Unfortunately this won’t work with multiple IPsec clients behind the same NAT router that all want to communicate with the same VPN gateway as shown in the network topology below

The solution proposed by RFC 3948 is to encapsulate ESP packets in UDP datagrams which then allows to apply Port Address Translation as shown in the figure above. The well-known NAT Traversal UDP port 4500 is shared with the IKE protocol when a NAT situation is detected between the two IPsec endpoints. The detection is based on the NAT_DETECTION_SOURCE_IP and NAT_DETECTION_DESTINATION_IP notifications sent in the IKE_SA_INIT exchange that contain source and destination IP address hashes, respectively.

ESP-in-UDP encapsulation can be enforced even if no NAT situation exists by setting encap = yes for a given connection definition in swanctl.conf. If enabled, the charon daemon will send a manipulated NAT_DETECTION_SOURCE_IP notify payload so that it will look to the remote peer as if there were a NAT situation.

ESP-in-UDP Encapsulation

ESP-in-UDP encapsulation means that an eight octet UDP header is inserted between the IP Header and the ESP Header of the ESP packet. At the outset the UDP source and destination ports are both set to the well-known value 4500 but might get changed on the way by one or several NAT routers.

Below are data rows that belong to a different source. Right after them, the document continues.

PR #1240, opened 2026-08-04
(new core) Add policy cost receipt

joeinnes:
## What changed

- adds a deterministic current-core receipt for five cumulative authorization-policy tiers
- validates every one-shot result against an independent ordered-page oracle
- validates grant, revoke, restore, scope-exit, and scope-re-entry behavior through a retained subscription
- records compact JSON through the benchmark smoke harness using the `perf` profile
- documents the fixture, interpretation limits, initial measurements, and acceptance criteria

The branch temporarily carries the independently published correctness fixes from #1238 and #1239. Those commits should disappear from this diff as their PRs land.

## Why

The roadmap identified policy evaluation cost and authorized write-to-reader visibility as an unmeasured current-core area. This receipt isolates common policy complexity while holding the fixture, query, identities, page size, and comparable result membership fixed.

The initial optimized run found a directional 2–11% read-cost increase across comparable access paths as the cumulative policy grew to five branches. More importantly, the receipt retains exact result digests and lifecycle correctness as a durable regression gate rather than treating local latency as a CI threshold.

## Validation

- `cargo bench --profile perf -p jazz --bench policy_cost_receipt --quiet` (`ok: true`)
- `cargo test -p jazz --no-default-features --features test --test authorization_scope_reentry`
- `cargo test -p jazz authorization_proofs_are_existential_before_top_by_windows`
- `cargo clippy -p jazz --bench policy_cost_receipt -- -D warnings`
- full pre-commit hooks: clippy, rustfmt, oxfmt, and sensitive-data scan


aeplay:
@joeinnes — an adversarial review found four issues here, and **all four are now fixed and pushed to this branch**. It is `MERGEABLE` again.

| # | finding | status |
| --- | --- | --- |
| 1 | **Did not compile after rebase** — `SubscriptionEvent` now supplies `SubscriptionOutputRow`, while the bench called an `observed_row(CurrentRow)` helper (`E0631`/`E0308`) | fixed |
| 2 | Carried a **stale malformed `INV-INC-2` row** with unescaped pipes, splitting it across 13 fields | resolved by rebase; base's escaped row kept |
| 3 | **Bypassed the benchmark contamination guard** | fixed |
| 4 | Docs still said #1238/#1239 were carried "until they land" | updated |

## On finding 3

This is the one worth a second look. `jazz-benchmark-guard` landed on base after this PR was opened, and every other `jazz` benchmark calls `refuse_contaminated_measurement()`. This entrypoint did not, so:

```
$ JAZZ_REHYDRATE_TRACE=1 target/perf/deps/policy_cost_receipt-<hash>
exit 0, emitted a complete JSON receipt with "ok":true
```

It reported a clean-looking receipt from a run with instrumentation active. Now:

```
contaminated → exit 2 with the refusal message
clean        → runs normally, "ok":true
```

The fix is only the standard entrypoint call — no wrapper, no benchmark-specific guard logic.

## What the review confirmed was good

Worth recording, since it checked rather than assumed:

- the one-shot oracle is **meaningfully independent** — `expected_page` derives ordered IDs from the fixture while actuals come through `Db::all_for_identity`;
- the lifecycle assertions **can fail** — a mutation probe clearing the reconstructed retained page turned every lifecycle boolean false and panicked at `assert!(all_exact)`;
- the smoke wiring is real — bench name matches, `bash -n dev/benchmarks/smoke.sh` passes, scenario prebuilt and invoked;
- the documentation correctly presents measurements as directional developer-machine timings, not end-user latency.

## One follow-up, deliberately out of scope

The fixed 1,200-row fixture has no visited/decoded-record counters and no scale sweep, so it cannot establish `INV-INC-1` proportional-work behaviour — it measures a point, not a slope. Left alone rather than expanding a stalled PR, but worth a follow-up if you want the receipt to guard scaling rather than absolute cost.

Gates at the pushed SHA, all exit 0: `cargo bench --profile perf -p jazz --bench policy_cost_receipt`, `dev/gates/invariant-registry.sh`, `cargo check -p jazz-sim --benches`, `cargo check --workspace --all-targets`, `cargo fmt --check`, `cargo test -p jazz`, `pnpm exec oxfmt --check`.

aeplay:
🤖 Closing as superseded in two parts. The read-for-write correctness behavior landed in #1269, and the other authorization-scope fixes from this historical stack are already present on the current new-core branch. What remains unique here is an obsolete policy-cost benchmark/receipt snapshot; if that measurement is still wanted, it should return as a fresh, narrowly scoped benchmark PR against the current architecture.

PR #1242, opened 2026-08-04
(new core) Spec: the multi-source query result contract

aeplay:
Specification only — no implementation, no behaviour change.

## Why

#1217 enabled every dormant test target. Three of the tests it surfaced are red
on the integration branch, all on the same guard at
`crates/jazz/src/tools/client.rs:1933`:

- `local_join_query_uses_current_permissions_for_joined_provenance_after_lens_transform`
- `table_rename_join_query_translates_join_target_on_old_branch`
- `table_rename_fk_array_lookup_finds_related_rows_on_old_branch`

Two need joins, one needs array subqueries. Core does lower `Query::joins`, but
only as a **root-row membership join** whose normalized result is a single
`RealRow` from the root table. These tests need a flattened cross-table result,
which neither `crate::query::Query` nor the relation facade can represent — the
facade explicitly normalizes to one output table.

Building this in the client instead would be the semantic duplication catalogued
in `dev/TS_SEMANTIC_DUPLICATION_AUDIT.md`, and would drift from core's
permission, provenance and ordering semantics — which is precisely what these
three tests assert.

## What this defines

`crates/jazz/SPEC/6_queries.md` and `crates/groove/SPEC/3_queries_operators.md`
now specify:

- **composite source-slot identity** for a result carrying columns from more
  than one source table;
- **per-source provenance and permissions after lens transforms** — a row must
  not become visible merely by being joined to a visible row;
- **stable cross-source ordering**;
- **identical one-shot and maintained semantics.** One-shot is the first-delta
  observation of the maintained program, not a separately assembled join, so
  the differential oracle stays meaningful. A maintained source delta emits only
  affected composite-row transitions and MUST NOT re-materialize or diff
  accumulated output state (`INV-INC-1`);
- **descriptor inputs required by `INV-QUERY-1A`** — ordered source-role/output
  schema, source table and read-view selections, projection mapping, join keys
  and null/inner semantics, per-source policy programs with canonical claim
  declarations, lens projections, ordering and window config, and the
  provenance/version fields needed at the terminal. Subject-specific claim
  values stay execution bindings, not baked constants, so node sharing remains
  sound.

## Feasibility: this is not a small change

Estimated **10–15 engineer-days plus soak and gate time**, touching the query
AST and lowering, terminal record descriptors, `CurrentRow` and the read APIs,
protocol and wire result members, maintained-view transition state, peer result
indexing and delivery, per-source provenance resolution, and core-owned array
result shaping.

So this is posted as a decision aid, not a plan of record. The three tests stay
red behind the guard until it is scheduled; `result_element_index` shares the
same blocker.

Landing the contract now means the eventual implementation has something to be
measured against, and that the reason those tests are red is written down rather
than remembered.

### DIFF
--- a/crates/groove/SPEC/3_queries_operators.md
+++ b/crates/groove/SPEC/3_queries_operators.md
@@ -157,6 +157,27 @@ logical-time delta at most once per arrangement key/scope (ch. 4).
 `INV-QUERY-13` — anti-join changes only when the right count crosses zero.
 `INV-QUERY-14` — same-tick arrivals suppress/emit a left row exactly once.
 
+#### Multi-source terminal records
+
+When a consumer exposes a joined record as a multi-source output rather than
+using the join only for root membership, its terminal `RecordDescriptor` MUST
+retain ordered source-slot identity/version/provenance fields in addition to
+the projected application fields. The descriptor records each slot's canonical
+role, source relation/read-view selection, projection mapping, and ordering
+tie fields; source roles distinguish repeated uses of one table. It also
+contains the per-source policy/lens inputs or their canonical graph references.
+This is required by `INV-QUERY-1A`: a node producing one source tuple must not
+be deduplicated with one whose source provenance, policy, read view, or output
+slot mapping differs.
+
+The physical join remains the ordinary weighted join defined above. Hydration
+and incremental ticks consume the same source records and terminal descriptor,
+so they produce the same weighted composite records. A source delta may update
+only composites reachable through its join arrangements; the terminal contract
+does not permit recomputing a consumer's full output relation on each tick.
+Jazz defines the protocol-visible composite membership and source-wise
+authorization semantics in jazz SPEC 6 §6.4.
+
 ### 3.5 `ArgMaxBy` / `ArgMinBy` (maintained per-group winners)
 
 Per-group winner selection maintains the current winning row for each group and
--- a/crates/jazz/SPEC/6_queries.md
+++ b/crates/jazz/SPEC/6_queries.md
@@ -227,6 +227,73 @@ identity. Result members MUST retain the typed membership, source, and version
 information needed to deliver the result correctly; synthetic and path-tuple
 members follow that same result-set contract (`INV-QUERY-8`).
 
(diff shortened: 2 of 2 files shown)


aeplay:
🤖 Closing — the framing here is wrong, and a replacement is being written.

This PR specified a heavyweight multi-source result contract: per-source
provenance, per-source policy composition, cross-source ordering rules.
Estimated 10–15 engineer-days.

**The provenance reasoning does not survive scrutiny.** Anselm challenged it and
was right. Checking each justification:

- *"Terminal provenance is needed to retract rows when permissions change."*
  No — read-policy filtering is applied **per source, before emission**
  (`INV-QUERY-9`). If an identity loses access to a joined row, the source
  stream retracts it and the join propagates that by ordinary dataflow.
- *"Needed to know which policy applies after a lens transform."* No — the read
  view and its lens are applied at the source, so rows reaching a join are
  already the correct schema version for that identity.
- *"The descriptor must encode both sources' policy inputs."* True, but
  automatic: a join node has ordered inputs and each input's descriptor already
  encodes its own read view and policy, so `INV-QUERY-1A` holds by construction.

Joining two already-filtered streams gives correct visibility by construction.
And groove already emits joined records with weight left×right, including
matches arriving on either side (groove `INV-QUERY-9`) — the joined record shape
was never the missing piece.

**What is actually missing is one thing: composite output identity.** The public
API returns `Vec<(ObjectId, Vec<Value>)>` where the `ObjectId` is the *root*
row's id (`tools/client.rs:2459-2486`). One user joined to three posts yields
three output rows sharing one id, so a maintained subscription cannot tell which
one a delta addresses. One-shot reads are unaffected — there is nothing to apply
incrementally.

That is an identity scheme, not a provenance apparatus, and it is shared with
the structured-results design (#1245), which already addresses a nested parent
by "stable output occurrence". The two should use one identity concept.

The analysis here is preserved in the replacement rather than discarded — in
particular the `JoinSpec` surface gap (the public API advertises aliases and
accumulated join conditions core's AST lacks) and `result_element_index` being
genuinely absent from core.

Replacement PR to follow.

PR #1254, opened 2026-08-05
(new core) fix maintained authorization scope re-entry, with a write-only premise guard

aeplay:
Joe's fix from #1239, rebased onto the current integration branch, plus two assertions that keep the scenario honest.

## The fix (Joe's, unchanged)

A partial update merges omitted cells from the current row. That merge used the *writer's* read policy, so when write permission does not imply read permission, every omitted cell became `NULL` — and a later authorization re-entry surfaced the corrupted row to maintained queries. It now merges under `AuthorId::SYSTEM`, because the merge is implementation bookkeeping rather than a read granted to the writer.

## What I added

The scenario only means anything if `WRITER` can write these documents without being able to read them. Nothing asserted that, so a read policy that later widened to admit `WRITER` would leave every assertion in the test passing while testing nothing. Two `writer_page().is_empty()` assertions now state that premise directly — one before the update, one after the move out of scope.

## Verification

Both halves are planted-positive checked, so neither is decorative.

Reverting the fix (`AuthorId::SYSTEM` back to the writer's `identity`) fails the test:

```
panicked at crates/jazz/tests/authorization_scope_reentry.rs:236:5:
assertion `left == right` failed
  left: [RowUuid(2222…), RowUuid(2323…)]
 right: [RowUuid(2121…), RowUuid(2222…)]
```

Widening the documents read policy to `Policy::public()` fires the new premise guard at the intended line rather than somewhere incidental:

```
panicked at crates/jazz/tests/authorization_scope_reentry.rs:204:5:
WRITER must not be able to read documents; the partial-update scenario is only
meaningful for a write-only principal
```

Baseline: `cargo test -p jazz --no-default-features --features test --test authorization_scope_reentry` → 1 passed.

## Why this rather than #1239

#1239 conflicts with the current integration branch. This is the same change rebased and green, so it can land without waiting for Joe. Credit for the fix is his.

Note that `test-rust` is currently red on the integration branch itself, on three `catalogue_sync_integration` timeouts unrelated to this change. That is being worked separately.


aeplay:
Coming in favor of the cleaner decision in #1269

PR #1256, opened 2026-08-05
(new core) Fix local-first auth: absent claims, storage release, and queued-write replay

aeplay:
Takes `local_first_auth_integration` from **2 passed / 6 failed** to **8 passed / 0 failed**. Three independent defects plus one unfinished test migration.

## Absent JWT claims were rejected

Local-first tokens carry identity proof only — `iss`, `sub`, `aud`, public key, `iat`, `exp` — and deliberately no application `claims` object. The client deserialized an absent `claims` as JSON `null` and then required an object, rejecting the session outright.

Absent now defaults to `{}`. An **explicit** `claims: null` is still rejected, because that is a malformed payload rather than a token with no application claims. Both cases are covered by unit tests, which live here rather than in an integration test because the distinction is made while decoding the unverified JWT, before a client connection can expose it.

## Storage was never released after shutdown

The client tick task held a strong `Rc` for its lifetime, so persistent storage stayed open after shutdown and a reconnect could not reopen RocksDB. It now holds a `Weak`.

## Writes queued before a token expired were never replayed

Reopen initialised the process-local outbox empty, so a durable transaction authored before expiry was lost to the upload path — the reconnect admitted the fresh token and applied server views, but replayed nothing. Reopen now rehydrates pending locally-authored transactions.

## Finishing a test migration

`017c4ad036` moved test session ids to derived UUIDs and updated the local-first client in `local_first_and_jwt_clients_coexist`, but left the JWT client asserting the literal subject `"bob"`. The testing helper derives a stable wire principal for a symbolic subject, because WebSocket sessions validate principals as UUIDs — so provenance carries the derived id, not the subject string, and `$createdBy` is typed `Uuid` by contract. The assertion now uses the derived id. Anselm approved finishing the migration rather than changing the contract.

Note the two derivations differ and are not interchangeable: a local-first principal comes from `derive_user_id(&seed)`, a JWT principal from a UUID-v5 of the subject.

## Verification

`cargo test -p jazz --no-default-features --features test --test local_first_auth_integration` → 8 passed, 0 failed. `cargo fmt --check` clean.

Worth knowing for review: `mod client` sits behind `feature = "client"`, so none of this compiles under a plain `cargo test -p jazz` — only the canonical `--no-default-features --features test` reaches it.

### DIFF
--- a/crates/jazz/src/db.rs
+++ b/crates/jazz/src/db.rs
@@ -3514,13 +3514,12 @@ where
     /// Restore durable local writes into the process-local upload queue after
     /// reopening client storage.
     fn restore_pending_uploads(&self, author: AuthorId) -> Result<(), Error> {
-        let pending = self
-            .node
-            .borrow_mut()
-            .pending_transaction_ids_for(author)?;
-        self.outbox
-            .borrow_mut()
-            .extend(pending.into_iter().map(|tx_id| PendingUpload { tx_id, unit: None }));
+        let pending = self.node.borrow_mut().pending_transaction_ids_for(author)?;
+        self.outbox.borrow_mut().extend(
+            pending
+                .into_iter()
+                .map(|tx_id| PendingUpload { tx_id, unit: None }),
+        );
         Ok(())
     }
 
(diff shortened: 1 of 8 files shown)


aeplay:
Split into and superseded by #1270, #1271, #1272.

The first field in the ESP header right after the UDP header is the 32 bit non-zero Security Parameters Index (SPI).

Non-ESP Marker

If the first 32 bits right after the UDP header are set to zero then instead of an encapsulated ESP payload packet, an IKE management packet is carried. Thus this four octet all-zero Non-ESP Marker is used to differentiate between ESP and IKE traffic. ESP packets are processed in the kernel, whereas the IKE packets are forwarded to the charon userland IKE daemon.

NAT-T Keepalives

When a NAT router applies Port Address Translation to an outbound IP packet, the address/port mapping is stored in an internal lookup table together with a time-to-live value. This mapping is needed by the router so that inbound IP packets can be translated back to the original address/port values.

Since an established IPsec connection can be inactive for minutes or even hours, the IPsec peer behind a NAT router has to send periodic NAT-T keepalive UDP packets containing a single 0xff byte in order to refresh the NAT mapping entry in the NAT router’s lookup table.

Of course the NAT-T keepalives also reach the IPsec peer on the other side of the connection but the packets are silently dropped by the kernel. By default the keep-alives are sent ever 20s but the interval can configured via the charon.keep_alive parameter in strongswan.conf (set to 0 to disable sending keepalives, e.g. behind a static DNAT aka port forwarding).